Solved – Correlation with very different sample sizes


I am new to statistics (self-taught since I need it for my thesis) and I have a question that I haven't been able to find an answer to yet. For my thesis I want to find out whether there is any relationship between how students and their teachers answer a likert scale questionnaire (several items forming a scale). I want to see whether there are any similarities/if teachers influence their students thinking in certain areas. I have questionnaires from 3 teachers and their 160 students. The questionnaire I used is based on an existing one but it has never been analysed in this way. What calculation or correlational analysis would best answer my research question?

I am very thankful for any tips or answers!

Best Answer

What I would do:

  1. Group the students according to the teachers and check for correlations to each answer.
  2. Check if this correlates with the teachers answer.

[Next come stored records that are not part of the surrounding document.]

PR #1831, opened 2026-06-19
[wx] Show entry count in group tooltips

froggie2523:
This PR makes the wx version behave the same way as the Windows version with regard to entry/shortcut and group tooltips:
Shows Notes for shortcuts (if enabled in Options).
Shows the number of entries in a group tootip.

Note:
Translations (PO files) for the group tooltip were taken from the Windows PO files.

This PR also includes additional updates to the Slovak PO file:
-updated translations to align with recent changes to the Export to TXT/XML feature, custom fields and Flatpak tweaks

Tested on Debian(GNOME)/Mint(Cinnamon)/FreeBSD(KDE)/macOS.

pwsafe_1 24-wxWidgets-feat-group-tooltip-01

    • You could take the average value of the student's answers (or their sample median, or 25% quantile, ...) and compare those to their teacher's answers. Doing so, you get two datasets per class: one for the teacher and one (averaged) for the students. These you can easily correlated.
    • If you want to take it one step further, you could weight the calculated correlations (from above) by the students variance.
  3. Check if this correlates with the other student's answer -- a certain topic might be sexy, indep. of the teacher.

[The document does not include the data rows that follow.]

PR #1837, opened 2026-06-27
[wx] Clear stale Tree tooltips when closing a database

froggie2523:
This PR clears stale Tree tooltips when closing a database.

Steps to reproduce:
-Hover the mouse pointer over a group or an entry with Notes (When "Show Notes as Tooltips" is checked in Options).
-Close the database using the main menu, the toolbar, or by pressing Ctrl+W.
-Hover the mouse pointer over the empty area of the Tree. The previously displayed entry or group tooltip is still shown.

Note: With the introduction of group tooltips in PR #1831, this issue may occur more frequently than before.

Tested on Debian/Mint/FreeBSD/macOS.

pwsafe_1 24-wxWidgets-bug-tree-tooltip-01
pwsafe_1 24-wxWidgets-bug-tree-tooltip-02

### DIFF
--- a/src/ui/wxWidgets/PasswordSafeFrame.cpp
+++ b/src/ui/wxWidgets/PasswordSafeFrame.cpp
@@ -3397,6 +3397,8 @@ void PasswordSafeFrame::CloseDB(std::function<void(bool)> callback)
           m_core.SetReadOnly(false);
           UpdateStatusBar();
           UpdateMenuBar();
+          if (IsTreeView())
+            m_tree->SetToolTip(nullptr); // Clear stale entry (Notes) or group (number of entries) tooltip
           PWSprefs::GetInstance()->SetPref(PWSprefs::FindToolBarActive, showSearchBar);
         }
         else {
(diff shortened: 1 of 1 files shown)


froggie2523:
Build pwsafe with CMake on macOS check failed.
step:
Run sudo xcode-select -s /Applications/Xcode_${XCODE_VER}.app
error:
xcode-select: error: invalid developer directory '/Applications/Xcode_16.4.app'

Most probably due to https://github.com/actions/runner-images/issues/14167:
macos-26 is ready to become the default version for the macos-latest label in GitHub Actions

Software difference between macOS-15 and macOS-26
Default Xcode switches from 16.4 to 26.4.1.

nobugshere:
> Software difference between macOS-15 and macOS-26

I've been meaning to submit a PR for that.  It shouldn't block this PR.

src/ui/wxWidgets/PasswordSafeFrame.cpp
```diff
@@ -3397,6 +3397,8 @@ void PasswordSafeFrame::CloseDB(std::function<void(bool)> callback)
           m_core.SetReadOnly(false);
           UpdateStatusBar();
           UpdateMenuBar();
+          if (IsTreeView())
+            m_tree->SetToolTip(nullptr); // Clear stale entry (Notes) or group (number of entries) tooltip
           PWSprefs::GetInstance()->SetPref(PWSprefs::FindToolBarActive, showSearchBar);
```
dskrvk: Nit: it seems this line should go right after 3396 (since the subsequent lines don't deal with the search bar). This PR adds more lines in between, increasing the likelihood of future mistakes (due to loss of context between getting and setting the preference).

dskrvk (approved):

dskrvk (approved):

PR #1838, opened 2026-06-27
Bump Xcode version in macos-cmake-latest.yml

nobugshere:
GitHub has upgraded macos-latest to 26.x, which does not have Xcode 16.  The current version Xcode is 26.5.

Note that the macos-latest.yml workflow is explicitly using macOS 15 and Xcode 16.  This PR does not change that.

With your dataset it will be impossible to insure that your conclusions are valid for the teachers population, because you can't assume that the three teachers are representative for the whole population. However, if you have more than 20 questions per sheet, the evaluation whether or not there exists a correlation between the answers of these particular teachers and students might be possible.

EDIT: In my experience, one should not take all student's and teacher's answers on evaluation sheets too seriously. Questions are interpreted and the answers do strongly depend on the current mood of the person. Therefore, it might be wise to evaluate only those questions which invoked extrem answers (bad and good) in a second "interpretation" of the data.